Overall, sunset clauses, in some form or another, are beneficial, as they provide a degree of certainty for the end of the structure for the holders of both sets of shares.
You only need to look at the furore in 2019 and the pushback from ordinary shareholders when Shoprite floated the idea of buying back deferred shares held by Christo Wiese that carry large voting rights but no economic rights.
The plan would have had Shoprite pay R3.3bn for the deferred shares and allowed for the collapsing of the structure. Ordinary shareholders rejected the plan before it was ever made a special resolution at an AGM. The deferred shares thus remain in place today.
A few sunset clauses are attached to the Shoprite deferred shares, but none of these is time based, and the other sunset clauses have not been triggered since 2019. So the deferred shares and the dual-class share structure just sit there in the background as an overhang on the capital structure.
The latest local example was Institutional Shareholder Services (ISS) recommending that shareholders vote against Johann Rupert and for re-election to the Richemont board at the AGM on September 10. The Rupert family owns 6,418,850 Richemont A shares and 537,582,089 B shares, representing 10% of the equity of the company and controlling 51% of the company’s voting rights.

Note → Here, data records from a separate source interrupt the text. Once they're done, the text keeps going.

PR #17624, opened 2026-06-04
feat: add libguestfs and supermin

christopherco:
Adds the `libguestfs` package (library + `guestfish`/`virt-*` tools for
accessing and modifying VM disk images) to Azure Linux 4.0, imported from
Fedora dist-git with the full Fedora binding set and no overlays to keep
divergence minimal for regular Fedora-baseline refreshes.

This is a patch series of three self-contained commits:

1. **fix(hivex): re-enable OCaml bindings** — Reverts the earlier
   workaround (bf151bb53d) that disabled hivex's OCaml bindings due to a
   broken bootstrap OCaml toolchain. The bootstrap is now resolved, 
   so hivex again provides `ocaml-hivex-devel`, a mandatory libguestfs
   build dependency. The dedicated comp file is removed and hivex
   returns to an inline entry.

2. **feat(supermin): add supermin component** — Adds the appliance
   builder libguestfs depends on, with an overlay patch teaching
   supermin's package-manager detection to recognize `ID=azurelinux`
   (upstream only checks a hard-coded ID allow-list, ignoring `ID_LIKE`).
   The patch is flagged for upstream submission.

3. **feat(libguestfs): add libguestfs component** — Adds libguestfs with
   the full Fedora binding set (OCaml, Perl, Python, Ruby, Lua, PHP,
   GObject/Vala) and no overlays.

Fixes: [AB#20621](https://dev.azure.com/mariner-org/36d030d6-1d99-4ebd-878b-09af1f4f722f/_workitems/edit/20621)


base/comps/supermin/0001-Recognize-Azure-Linux-as-an-rpm-dnf-distro.patch
```diff
@@ -0,0 +1,34 @@
+From: Azure Linux <azurelinux@microsoft.com>
```
reubeno, line 1: Is the code in question just detecting a Fedora-like distro? Would looking at ID_LIKE be a viable approach rather than adding yet another distro to the list?

christopherco: Good callout. Right now, the supermin `os_release.ml` parser only extracts `ID` today, so there's no `ID_LIKE` accessor yet. 

https://github.com/libguestfs/supermin/blob/master/src/os_release.ml#L30-L32
https://github.com/libguestfs/supermin/blob/master/src/ph_rpm.ml#L35

Adding `ID_LIKE` properly means extending the parser + new accessor + reworking `fedora_detect()` to match on the `ID_LIKE` field, which is the kind of change that should be for upstream discussion.

For now, I propose we keep this minimal list-add as a downstream patch to unblock libguestfs on AZL4 so we can run static vm image testing through `azldev` in the AZL4 dev environment, and I can also raise the ID_LIKE generalization in the upstream discussion for supermin as a real architectural fix.

christopherco:
Superseded by #18041

PR #697, opened 2023-09-28
feat: remove Resize large images original source

### LINKED ISSUE #675: Remove Resize large images original source.

Right now, we have two features that somehow share the functionalities among them up to a point. For the sake of simplicity, I will call them: 

- **RLS** - Resize large images from the original source.
- **LMD** - Limit Image Dimensions with max width/height

On the PHP Side, RLS is doing the resize to those boundaries if the image size is [known](https://github.com/Codeinwp/optimole-wp/blob/master/inc/url_replacer.php#L254-L260) ( not auto ) while the LMD is [covering](https://github.com/Codeinwp/optimole-wp/blob/master/inc/url_replacer.php#L229-L234) the auto case as well, by forcing those boundaries by default to the auto images as well. 

Moreover, the LMD is also covering the Autoscalling feature, which the RLS is not, since is doing only the backend stuff, which is pre-browser resizing or lazyload. 

I suggest remove RLS together, don't merge any value, and keep the LMD as it is. 

The impact of this is that old users who were having RLS will no longer use it, and to accommodate this; I would suggest we turn on LMD as well for legacy users. 

@Codeinwp/optimole do you see any case that could not be covered by this? Like a use case or similar that would be affected by the change. 

Keeping you in the loop @Codeinwp/design-team 

### Will this feature require documentation? (Optional)

Yes, it requires documentation.

abaicus:
### All Submissions:

- Removes the `Resize large images original source` setting;
- Enables the `Limit Image Dimensions` setting for old users;
- Changes the `Limit Image Dimensions` setting to be enabled by default in all cases;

The family owns all the B shares, which carry 50% of the total voting rights, and the ISS’s recommendation did not lead to anything.
On balance, IM is not a fan of dual-class share structures for public equities. However, if they’re being implemented for public equities, clear guardrails are necessary, including stock exchange-mandated listing rules that require, at the very least, a time-based sunset clause and a sensible voting ratio.